Workflow 2: Run Regression Tests

Run all test cases against the current prompt and report results.

Steps

  1. Read tests/polish-prompt/suite.json to get all cases
  2. Load references/evaluation-criteria.md for scoring criteria
  3. For each case: a. Read input.txt (and context.txt if has_context is true) b. Run through CLI:
    bash
    cat tests/polish-prompt/cases/{id}/input.txt | cargo run -p diy_typeless_cli -- polish
    
    Or with context:
    bash
    cat tests/polish-prompt/cases/{id}/input.txt | cargo run -p diy_typeless_cli -- polish --context "$(cat tests/polish-prompt/cases/{id}/context.txt)"
    
    c. Read expected.txt d. Score the actual output against expected using evaluation criteria e. Compare with the last score in the case's scores array
  4. Report results as a table:
    code
    | Case | Description | Score | Previous | Delta |
    |------|-------------|-------|----------|-------|
    | 001  | ...         | 8/10  | 7/10     | +1    |
    
  5. Flag any regressions (score dropped by 2+ or human-unacceptable quality change)

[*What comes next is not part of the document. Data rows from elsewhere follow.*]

PR #2599, opened 2025-03-16
Add a Feedback button to NoSQL query editor

sevoku:
Adds a "Provide Feedback" button to the NoSQL query editor if the user has been identified as a survey candidate. Usage scores will be ignored, hence the button is always visible if the user has not opted out from surveys.

The "smiley" button opens a dropdown with the option to provide feedback:
image
if the toolbar is collapsed, the button turns to a simple menu item without a second step.
image

### DIFF
--- a/src/webviews/mongoClusters/collectionView/components/toolbar/ToolbarMainView.tsx
+++ b/src/webviews/mongoClusters/collectionView/components/toolbar/ToolbarMainView.tsx
@@ -3,18 +3,58 @@
  *  Licensed under the MIT License. See License.txt in the project root for license information.
  *--------------------------------------------------------------------------------------------*/
 
-import { Menu, MenuItem, MenuList, MenuPopover, MenuTrigger, Toolbar, ToolbarButton } from '@fluentui/react-components';
-import { ArrowClockwiseRegular, ArrowExportRegular, ArrowImportRegular, PlayRegular } from '@fluentui/react-icons';
+import {
+    Menu,
+    MenuItem,
+    MenuList,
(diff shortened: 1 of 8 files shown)


src/webviews/mongoClusters/collectionView/components/toolbar/ToolbarMainView.tsx
```diff
@@ -3,18 +3,58 @@
...
+                                        triggerAction: 'cosmosDB.mongo.collectionView.provideFeedback',
+                                    })
+                                    .catch(() => {});
+                            }}
+                        >
+                            Provide Feedback
+                        </MenuItem>
+                    </MenuList>
+                </MenuPopover>
+            </Menu>
```
tnaum-ms, line 57: I added it as a 'copy&paste' for a reason - I don't have overflow support in yet... and the show/hide button logic is now to be simplified anyway.
Once we start adding more feedback features, we'll be able to extract it to a common element.

bk201- (approved):

src/webviews/mongoClusters/collectionView/components/toolbar/ToolbarMainView.tsx
sevoku: You should probably add a check for `getIsSurveyDisabledGlobally()` which will be changed to support the admin conset setting once it's available. Otherwise we'll need to modify the Mongo part when we get there.

tnaum-ms (approved):

tnaum-ms (approved):

PR #1469, opened 2016-11-10
Update reference to tinymce cdn

### LINKED ISSUE #1455: bug: tinymce errors on homepage in dev
On the home page at [http://allready-d.azurewebsites.net/](http://allready-d.azurewebsites.net/) I saw the following errors:

image

tonylambert:
After exploring tinymce's site and doing some local testing, it appears that the cdn reference to tinymce has changed.

Closes #1455


tonylambert:
I should add that there isn't a way to explicitly ask for 4.2.6 from the new way to reference tinymce off of their CDN. It looks like you can ask for minor versions 4.x, but not 4.x.y.

This was the only thing I was concerned by

PR #1475, opened 2016-11-10
Issue1456

### LINKED ISSUE #1456: bug: login page giving this.optional is not a function for custom email validation rule
The custom email validation rule is throwing errors for me in the dev tools console when the page loads.  I do have the username and password saved in the browser and auto filled.  

image

pranap:
Removed custom validation for email because the spaces seem to be
trimmed before validation on the server side. If you still need to trim
on client side, change originalRule(value, element) to
originalRule.call(this, value, element); in _ValidationScriptsPartial.cshtml

fixes #1456


tonysurma:
@dpaquette @stevejgordon if you get a chance can you pass a second set of eyes on this?  thanks again @pranap for the contribution and for helping out at events for HTBox!

pranap:
I'll get a chance to work on it later this afternoon.

dpaquette:
I'm not sure why this trim logic was added in the first place. Someone explicitly put it there but I have no idea why. I think this should be ok to merge

PR #1488, opened 2016-11-13
Moved text on 404 screen above image.

### LINKED ISSUE #1484: Move/Fix overlapping text on image on 404 page
Per issue #1360 and PR #1483 there was a partial fix and now "there is text that overlays the image. This issue may have already existed. The black text on the black & white image creates a readability issue. My suggestion would be to move the text above the background image."

dchristensen:
Moved the text on the 404 screen above the image.
To address display issues caused by the text interacting with the existing CSS I placed the image in its own img tag which is sized using the bootstrap responsive image and cleaned up the unused CSS.

Closes #1484

### DIFF
--- a/AllReadyApp/Web-App/AllReady/Views/Error/404.cshtml
+++ b/AllReadyApp/Web-App/AllReady/Views/Error/404.cshtml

Workflow 3: Optimize Prompt

The core iterative loop. Modify the polish prompt to improve quality.

Steps

  1. Identify target: Ask the user what to improve, or run Workflow 2 to find weak spots
  2. Diagnose: Analyze why the current prompt produces suboptimal results for the target cases. Read the current prompt in core/src/polish.rs
  3. Propose changes: Draft specific prompt modifications. Explain the rationale. Present to user for approval — do NOT modify without confirmation
  4. Apply: After user approval, edit core/src/polish.rs with the prompt changes
  5. Verify: Run Workflow 2 (full regression suite)
  6. Evaluate results:
    • If any case regresses significantly (score drop 2+ or human-unacceptable): rollback the change via git checkout core/src/polish.rs and report failure
    • If target cases improve without regression: proceed
  7. Record: Append to tests/polish-prompt/evolution-log.md:
    markdown
    ## [Date] — Brief title
    
    **Target**: What we tried to improve
    **Change**: What was modified in the prompt
    **Result**: Score changes summary
    **Constraint discovered**: Any new insight about what the prompt must preserve
    
  8. Update suite.json with new scores for all cases

Rollback Protocol

If regression is detected:

  1. Immediately rollback: git checkout core/src/polish.rs
  2. Report which cases regressed and by how much
  3. Analyze why the change caused regression
  4. Suggest alternative approaches that might avoid the regression

Workflow 4: View History

Review the prompt evolution trajectory.

Steps

  1. Read and display tests/polish-prompt/evolution-log.md
  2. Optionally read suite.json to show score trends per case
  3. Summarize:
    • Total iterations
    • Overall score trajectory
    • Key constraints discovered
    • Current weak spots

Important Notes

  • LLM output variance: Score fluctuations of 1 point that remain human-acceptable are NOT regressions. Only flag drops of 2+ or quality changes a human would reject.
  • Human in the loop: Always get user confirmation before modifying core/src/polish.rs.
  • Close the loop: Always verify via CLI, never assume a prompt change works based on reasoning alone.